Daxor CFO Acquires $9,900 in Stock as Company Posts Revenue Gain and Completes $8.1M Offering

Robert J. Michel increases his stake while Daxor reports stronger 2025 operating revenue and a regulatory filing transition in progress

By Caleb Monroe DXR
Daxor CFO Acquires $9,900 in Stock as Company Posts Revenue Gain and Completes $8.1M Offering
DXR

Daxor CORP Chief Financial Officer Robert J. Michel purchased 1,000 shares of company stock for $9.90 per share on March 31, 2026, bringing his direct holding to 21,050 shares. The transaction coincides with a stock price trading below the purchase level, recent operating revenue growth, an increase in net assets and a completed registered direct offering that raised roughly $8.1 million in net proceeds.
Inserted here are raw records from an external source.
PR #647, opened 2020-07-06
BAQE-1467: Fix Upgrade Operator tests

Sgitario:
JIRA: https://issues.redhat.com/browse/BAQE-1467
Description:
Fix upgrade tests by:
- Checking whether the "applied" field exists to get the replicas number
- Checking the image reference via the provided sha256

### DIFF
--- a/framework-cloud/framework-openshift-operator/src/main/java/org/kie/cloud/openshift/operator/deployment/KieServerOperatorDeployment.java
+++ b/framework-cloud/framework-openshift-operator/src/main/java/org/kie/cloud/openshift/operator/deployment/KieServerOperatorDeployment.java
@@ -16,6 +16,7 @@
 package org.kie.cloud.openshift.operator.deployment;
 
 import java.util.Arrays;
+import java.util.Optional;
 import java.util.stream.Collectors;
 
 import io.fabric8.kubernetes.client.dsl.NonNamespaceOperation;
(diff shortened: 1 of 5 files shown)


framework-cloud/framework-openshift-operator/src/main/java/org/kie/cloud/openshift/operator/deployment/KieServerOperatorDeployment.java
```diff
@@ -58,7 +59,10 @@ public void scale(int instances) {
...
         KieApp kieApp = kieAppClient.withName(OpenShiftConstants.getKieApplicationName()).get();
 
-        Integer replicas = getAssociatedServerObject(kieApp.getStatus().getApplied()).getReplicas();
+        Integer replicas = Optional.ofNullable(kieApp.getStatus())
+                                   .map(status -> status.getApplied())
+                                   .map(applied -> getAssociatedServerObject(applied).getReplicas())
+                                   .orElse(null);
         if (replicas == null) {
             // If replicas are not set in custom resource then get them from deployment config.
             replicas = getOpenShift().getDeploymentConfig(getServiceName()).getSpec().getReplicas();
```
jakubschwan, line 68: As we are using Optional here, can be code from if blocked moved to orElse part? So we would not need to return null to Integer replicas and then check it again for null.

Sgitario: Good point! Already changed in all the operator deployments.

The company is also pursuing a regulatory reporting change expected by the end of the second quarter.

Key Points

  • CFO Robert J. Michel bought 1,000 shares at $9.90 on March 31, 2026 and now owns 21,050 shares.
  • Daxor reported a 45% increase in operating division revenue for 2025 and net assets rose to $45.9 million as of December 31, 2025.
  • The company completed a registered direct offering that raised about $8.1 million and is pursuing a change in regulatory reporting to the Securities Exchange Act of 1934.

Chief Financial Officer Robert J. Michel of Daxor CORP (NASDAQ:DXR) reported an insider purchase of 1,000 shares of common stock at $9.90 per share on March 31, 2026, for a total outlay of $9,900. After the acquisition, Michel directly holds 21,050 shares of Daxor stock.
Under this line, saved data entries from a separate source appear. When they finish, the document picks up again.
PR #651, opened 2020-07-07
BAQE-1470: Fix External Database tests using Operator

Sgitario:
JIRA: https://issues.redhat.com/browse/BAQE-1470
Description: Use JDBC URL instead of HOST for external databases.


Sgitario:
Confirmed that the jenkins job is now working fine with these changes.

PR #860, opened 2026-05-07
Refactor: standard install/start/check/stop/load/query interface per system

alexey-milovidov:
Closes #793.

## Summary

- **Split each local system's monolithic `benchmark.sh` into 7 single-purpose scripts** (`install`, `start`, `check`, `stop`, `load`, `query`, `data-size`) with a stable contract, driven by a new shared `lib/benchmark-common.sh`.
- **Wrap dataframe / in-process systems** (pandas, polars-dataframe, chdb-dataframe, daft-parquet*, duckdb-dataframe, sirius) in small FastAPI servers so they fit the same start/stop/query lifecycle.
- **88 local systems refactored**; cloud/managed systems and a handful of non-functional ones are intentionally untouched.

## Why

Previously, every system's `benchmark.sh` bundled installation, server lifecycle, dataset download, data loading, and query dispatch into one script — and `run.sh` hard-coded the per-query orchestration. There was no programmatic per-query entry point, so:

1. Tweaking the dataset, query set, or per-query behavior (e.g. restarting the system between queries to neutralize warm-process effects) required editing every system's scripts individually.
2. Building an online "run query X against system Y" service was impossible.
3. Most `run.sh` ran all 3 tries inside a single CLI invocation, so OS-cache warmth from try 1 leaked into tries 2/3.

## The new per-system interface

| Script      | Stdin     | Stdout                   | Stderr                                       | Notes |
|-------------|-----------|--------------------------|----------------------------------------------|-------|
| `install`   | -         | progress                 | progress                                     | Idempotent. Env prep + system install. |
| `start`     | -         | -                        | progress                                     | Start daemon. Idempotent. Empty/exit-0 for stateless tools. |
| `check`     | -         | -                        | progress                                     | Trivial query (e.g. `SELECT 1`). Exit 0 iff responsive. |
| `stop`      | -         | -                        | progress                                     | Stop daemon. Idempotent. |
| `load`      | -         | progress                 | progress                                     | Runs create.sql + loads data; **deletes source files** then `sync`. |
| `query`     | one query | query result, any format | **last line: fractional seconds** (`0.123`)  | Non-zero exit on failure. |
| `data-size` | -         | bytes (one integer)      | -                                            | Reports the data footprint. |

Each system's `benchmark.sh` becomes a 4-line shim that sets a couple of env vars and `exec`'s the shared driver:

```bash
#!/bin/bash
export BENCH_DOWNLOAD_SCRIPT="download-hits-parquet-partitioned"
export BENCH_RESTARTABLE=yes
exec ../lib/benchmark-common.sh
```

The shared driver runs `install → start+check → download → load (timed) → for each query: flush caches; if BENCH_RESTARTABLE=yes, stop+start; run query 3× → data-size → stop`. The output log shape (`Load time:`, `[t1,t2,t3],` per query, `Data size:`) is identical to the old `benchmark.sh`, so `cloud-init.sh.in`'s POST to play.clickhouse.com keeps working unchanged.

`BENCH_RESTARTABLE=no` for embedded CLIs (duckdb, sqlite, datafusion, …) and dataframe wrappers — restarting a single CLI/Python process between queries would dominate query time. For these, OS caches are still flushed between queries.

## Scope

**Refactored (88 systems):**

- *Server, restartable*: clickhouse, postgresql, mysql, mariadb, monetdb, druid, pinot, vertica, exasol, kinetica, heavyai, questdb, cockroachdb, elasticsearch, ydb, … and the postgres/clickhouse/mysql variants (timescaledb, citus, paradedb, postgresql-indexed, clickhouse-parquet*, clickhouse-datalake*, mysql-myisam, tidb, infobright, …)
- *Embedded CLI, not restartable*: duckdb (and variants), sqlite, datafusion (and partitioned), glaredb (and partitioned), hyper, hyper-parquet, octosql, opteryx, sail (and partitioned), drill, turso, chdb, chdb-parquet-partitioned
- *Dataframe with FastAPI wrapper, not restartable*: pandas, polars-dataframe, chdb-dataframe, daft-parquet, daft-parquet-partitioned, duckdb-dataframe, sirius
- *Spark family*: spark, spark-auron, spark-comet, spark-gluten

**Not refactored (intentionally out of scope):**

- *Cloud / managed*: alloydb, athena, aurora-{mysql,postgresql}, bigquery, clickhouse-cloud, databricks, motherduck, redshift, redshift-serverless, snowflake, hydrolix, firebolt(*), hologres, tinybird, hydra, mariadb-columnstore, pg_duckdb*, singlestore, supabase, tablespace, tembo-olap, timescale-cloud, crunchy-bridge-for-analytics, s3select, …
- *Non-functional*: csvq, dsq, locustdb (panic on first query); exasol, spark-velox (empty dirs)
- *Non-SQL or no SQL CLI*: mongodb (JS aggregation pipelines), polars (no SQL CLI; the dataframe variant is wrapped instead)

## Validated end-to-end on a 96-core / 185 GB ARM machine

| System | Data | Outcome |
|---|---|---|
| clickhouse | 14.2 GB / 100M rows | Full 43 queries × 3 tries with stop/start between queries; load 124s |
| duckdb | 20.6 GB / 100M rows | Full 43 queries × 3 tries (no restart); load 69s |
| pandas | 4.2 GB in-mem (5M-row subset) | 42/43 queries; Q43 hit a pandas lambda bug → recorded as `null` (framework's error path works) |
| sqlite | 3.9 GB (5M-row subset) | First 5 queries × 3 tries; load 68s |
| postgresql | 100M rows / 75 GB TSV | First 3 queries × 3 tries with restart; load 829s. Cold-cache spike clearly visible (135s → 7s after warmup) — confirms per-query restart actually flushes the page cache |

All 88 refactored systems pass `bash -n` and have executable bits set on the 7 scripts + benchmark.sh.

## Bug fixes surfaced during validation

- `lib/benchmark-common.sh`: `data-size` now runs **before** `stop` (clickhouse and pandas need the server up to report size).
- `clickhouse/start`: idempotent (was erroring when already running).
- `duckdb/load`, `sqlite/load`: `rm -f hits.db`/`mydb` for idempotent reruns.
- `postgresql/load`: `-v ON_ERROR_STOP=1` so COPY data errors actually fail the script instead of silently rolling back.
- `BENCH_DOWNLOAD_SCRIPT` may now be empty for systems that read directly from S3 datalakes / remote services (clickhouse-datalake*, duckdb-datalake*, chyt, …).

## Flagged for follow-up review

- `duckdb-memory` — `:memory:` semantics force a per-query reload; will inflate timings vs. the original single-process flow.
- `cloudberry`, `greenplum` — multi-phase install (reboot between phases); the shim only runs phase 1.
- `sirius` — GPU-dependent; long-lived `duckdb` CLI subprocess proxy; review the stdin/sentinel protocol.
- `paradedb*`, `pg_ducklake`, `pg_mooncake` — Docker container created in `install` then `docker cp` in `load` (small divergence from the original `docker run -v ...` due to the lifecycle order: `start` runs before `download`).

## Test plan

- [x] `bash -n` on all 88 systems' scripts
- [x] clickhouse: full 43-query benchmark.sh on 100M-row real data
- [x] duckdb: full 43-query benchmark.sh on 100M-row real data
- [x] pandas: 43-query benchmark.sh on a 5M-row subset
- [x] sqlite: abbreviated benchmark.sh on a 5M-row subset
- [x] postgresql: abbreviated benchmark.sh on full 100M-row data
- [x] Smoke-run on a fresh c6a.metal/equivalent VM via cloud-init for a representative system from each family before merging
- [x] Verify play.clickhouse.com log-ingestion sink continues to parse the output for at least one production benchmark run


clickhouse-datalake-partitioned/load
```diff
@@ -0,0 +1,8 @@
+#!/bin/bash
+set -e
+
+# Data lives in S3 (100 partitioned parquet files); create.sql defines a
+# remote-backed ENGINE = S3 table. Each query script invocation runs create.sql
+# inline before the query, so nothing is loaded locally here.
+./clickhouse local --path . --query="$(cat create.sql); DROP TABLE hits"
```
alexey-milovidov: No, let's create the table once. (here and for non-partitioned option)

alexey-milovidov: Done in 98c67c43 — `load` now creates the table once via clickhouse-local's persistent `--path` metadata, and `query` just runs the query. Tested end-to-end: `./install && ./load` then `echo 'SELECT count() FROM hits' | ./query` returns 99,997,497 against the persisted table.

clickhouse/query
```diff
@@ -0,0 +1,9 @@
+#!/bin/bash
+# Reads a SQL query from stdin, runs it via clickhouse-client.
+# Stdout: query result (default format).
+# Stderr: query runtime in fractional seconds on the last line (from --time).
+# Exit non-zero on error.
+set -e
+
+query=$(cat)
+clickhouse-client --time --query="$query"
```
alexey-milovidov: It also accepts queries in stdin, so it will be even simpler.

alexey-milovidov: Change all ClickHouse entries accordingly.

clickhouse/start
```diff
@@ -0,0 +1,8 @@
+#!/bin/bash
+set -e
+
+# Idempotent: if already up, do nothing.
```
alexey-milovidov: Remove this as `start` is already idempotent.

clickhouse/query
alexey-milovidov: Done — clickhouse-client reads stdin directly, dropped the explicit cat. Verified success and error paths still produce timing on the last stderr line / non-zero exit respectively.

clickhouse/start
alexey-milovidov: Done in this commit. I dropped the explicit idempotency check in `clickhouse/start` and made the shared driver (`lib/benchmark-common.sh`) tolerant of non-zero exits from `./start` — `bench_check_loop` is the authoritative readiness signal. This pattern works for any system whose start command leaves the post-condition satisfied even when it returns non-zero.

alexey-milovidov:
## 1. Core refactor — per-system script interface (`1f352adcc` and follow-ups)

Replaced each system's monolithic `benchmark.sh` with a stable set of single-purpose hooks driven by `lib/benchmark-common.sh`:

```
install     env prep + system install (idempotent)
start       start daemon (idempotent; no-op for stateless tools)
check       trivial query / health probe — exit 0 iff responsive
stop        stop daemon (idempotent; no-op for stateless tools)
load        runs create.sql + ingests data + sync
query       SQL on stdin → result on stdout, fractional seconds on
            stderr's last line; non-zero exit on error
data-size   data footprint in bytes
```

88 systems migrated. Each system's `benchmark.sh` is now a 4-line shim setting env vars and `exec`'ing the lib. Output format (`[t1,t2,t3]`, `Load time:`, `Data size:`) preserved exactly so the `sink.parser` materialized view keeps working.

## 2. Library (`lib/benchmark-common.sh`)

- **Restart cycle ordering**: `./stop → wait_stopped → drop_caches → ./start → check_loop` (in that order — flushing before stop leaves mmap-backed engines pinning pages).
- **`BENCH_DURABLE` semantics** (renamed from `BENCH_RESTARTABLE`):
  - `yes` (default): data is on disk → existing cold cycle.
  - `no` (in-process servers): data in process RAM, so re-run `./load` after each restart and roll the load wall-clock into the first ("cold") try.
- **`bench_load` flushes** with `sync` inside the timed window, so `load_time` is the honest "data is on disk" wall-clock for every system.
- **Concurrent-QPS test** (`bench_concurrent_qps`): 10 workers × 600 s (configurable) fire queries against the running engine. Each worker uses a SHA-256-derived deterministic permutation of the query indices, so connection 3 hits the same query order on every engine. A side watchdog revives the engine mid-test without halting workers. Emits `Concurrent QPS:` and `Concurrent error ratio:`.
- **Partial-load detection**: after `./load`, require `./data-size ≥ 5 GB` to catch silent OOM-mid-COPY.
- **Spark progress-bar parse fix**: `tr '\r' '\n'` before numeric grep — Spark's `\r`-redrawn progress bar was concatenating the timing line onto the bar.
- **`./check` failure on timeout** now surfaces the actual stderr instead of a generic message.

## 3. Per-system fixes (by failure mode)

### arm64 readiness
- Arch-aware downloads for `databend`, `octosql`.
- `opteryx` 0.26.1 → 0.26.8 (gained aarch64 wheel).
- Fail-fast on arm64 for `hyper{,-parquet}`, `doris{,-parquet}`, `citus`, `pgpro_tam` (no upstream arm64 artifact).

### Q29 (`REGEXP_REPLACE`) rewrites
For engines that don't ship the function:
- `mariadb-columnstore` — rewrite using `SUBSTRING_INDEX` + `REPLACE`.
- `sqlite` — rewrite using `INSTR` + `SUBSTR` + `IIF`.

### Server health probes
- Presto (4 variants): replaced `grep "SERVER STARTED" docker logs` with HTTP `/v1/info` probe.
- CrateDB `./check` waits for shard recovery (`sys.shards` state), not just the wire protocol.
- Firebolt now `grep`s the body for "Firebolt is ready" so "Cluster not yet healthy" 200-with-JSON-error doesn't pass the wait loop.

### Server lifecycle
- GizmoSQL `stop_gizmosql` polls until the process actually dies (was `wait` on a non-child).
- `start_gizmosql` retries with bounded waits on DuckDB lock conflict.

### Elasticsearch 9.4 bootstrap
- `discovery.type: single-node` (the new bootstrap requires `cluster.initial_master_nodes` to match an existing `node.name`; old config silently fell through to red status, every bulk write 503'd).

### OOM diagnostics
- 8 server-load scripts (`pandas`, `polars-dataframe`, `chdb-dataframe`, `duckdb-{dataframe,memory}`, `daft-parquet{,-partitioned}`, `sirius`) now capture the curl body and emit the server error before `set -e`-exiting, instead of producing 266 s "successful" empty runs.

### `pg_ducklake`
- DuckDB `memory_limit` bumped to 80 % of host RAM so CTAS doesn't OOM at the 4 GB container default.

### Dataframe systems
- `chdb-dataframe`, `daft-parquet{,-partitioned}`, `duckdb-dataframe`: dropped the SQL whitelist + `_make_runner` factory — `/query` now executes the body directly.
- `pandas`, `polars-dataframe`: server `/query` `eval()`s a Python expression from `queries.py` (one expression per line, parallel to `queries.sql`); no more hardcoded `(sql, lambda)` table.

### Spark
- Pinned `pyspark==3.5.5` (4.0 broke the shared `query.py`).

### Misc
- Drill — use `--run=` instead of stdin.
- Pinot, Sirius, CockroachDB — bumped `BENCH_CHECK_TIMEOUT` for cold-start.
- Kinetica — fixed timing parse.
- ByConity — docker compose v2 install.
- datafusion-vortex — submodule init.
- Druid — JDK 17.
- ParadeDB — switch to `pg_search` after `pg_lakehouse` removal.

## 4. New tags / taxonomy

- **`"in-memory"`** added to all dataframe / Python-HTTP-server entries (templates + historical results).
- **`"DuckDB derivative"`** added to 17 systems × all their results (`duckdb*`, `pg_duckdb*`, `pg_ducklake`, `motherduck`, `gizmosql`, `sirius`, `pg_mooncake`, `crunchy-bridge-for-analytics`) — mirrors the existing `"ClickHouse derivative"` convention.
- **`"serverless"`** removed from local-storage systems (was incorrectly applied to embedded engines like chDB).
- **`"lukewarm-cold-run"`** dropped from post-refactor results and the corresponding templates — the new `BENCH_DURABLE` machinery makes cold genuinely cold.
- **`"stateless"`** reapplied uniformly to Parquet / data-lake / Spark / Sail / Polars entries.

## 5. Cloud-init / operator side (`run-benchmark.sh`, `cloud-init.sh.in`)

- `export HOME=/root` in cloud-init so child install/query scripts find a home directory (fixes XDG-convention tools, GizmoSQL installer, DuckDB extension cache).
- Configurable global timeout via `timeout=` env (default bumped 20000 s → 36000 s).
- 16 GB swapfile added on launch (helps the row-oriented loads on c6a.4xlarge).
- `run-instances` retries every 60 s indefinitely on transient capacity/quota errors:
  - `InsufficientInstanceCapacity`
  - `VcpuLimitExceeded`
  - `InstanceLimitExceeded`
  - `MaxSpotInstanceCountExceeded`

  Real config errors still propagate immediately.

## 6. Database schema (`prepare-database.sql`)

- Added `concurrent_qps Nullable(Float64)` and `concurrent_error_ratio Nullable(Float64)` to `sink.results`.
- `sink.parser` MV extracts both via `toFloat64OrNull` and includes them in the per-row `output` JSON.
- `generate-results.sh` now skips entries of the form `{"error": "<url>"}`.

## 7. Dashboard (`index.html`, `generate-results.sh`)

- Per-row remove control.
- Measurement-date column in summary rows.
- "Stateless" exclusion filter in the "load" metric.
- Tag-hover highlights.
- More compact selectors at the top.

## 8. Error / timeout result records

- New minimal `{"error": "<github-issue-url>"}` form for failed runs (vs. reconstructing partial timings).
- 4 CedarDB timeout records added under `cedardb/results/20260510/`.

## 9. Result data

- ~2,200 result JSONs touched by the tag sweeps (lukewarm-cold-run, serverless, in-memory, DuckDB derivative, stateless).
- ~500 new result files from post-refactor benchmark runs.

## 10. Helper artifact

- `rerun-within-10x-clickhouse.sh`: 452 invocations across 59 systems whose c6a.metal total runtime is within 10× of clickhouse — output of the rerun-prioritisation query.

The purchase came while the market price was below the transaction level. Daxor shares were trading at $9.67 at the time noted in reporting, reflecting a year-to-date decline of 34%.

Independent analysis cited in relation to the company indicates a low price-to-earnings multiple, with shares trading at a P/E ratio of 5.41. That same analysis references additional research services available for the ticker that offer further data and suggested reading for investors.

Separately from the insider transaction, Daxor disclosed several financial and operational updates for 2025. The company said an operating division posted a 45% revenue increase in 2025 compared with the prior year. On the balance sheet side, Daxor reported net assets of $45.9 million as of December 31, 2025, up from $35.8 million a year earlier. Net asset value per share rose to $9.07 from $7.25 over the same period.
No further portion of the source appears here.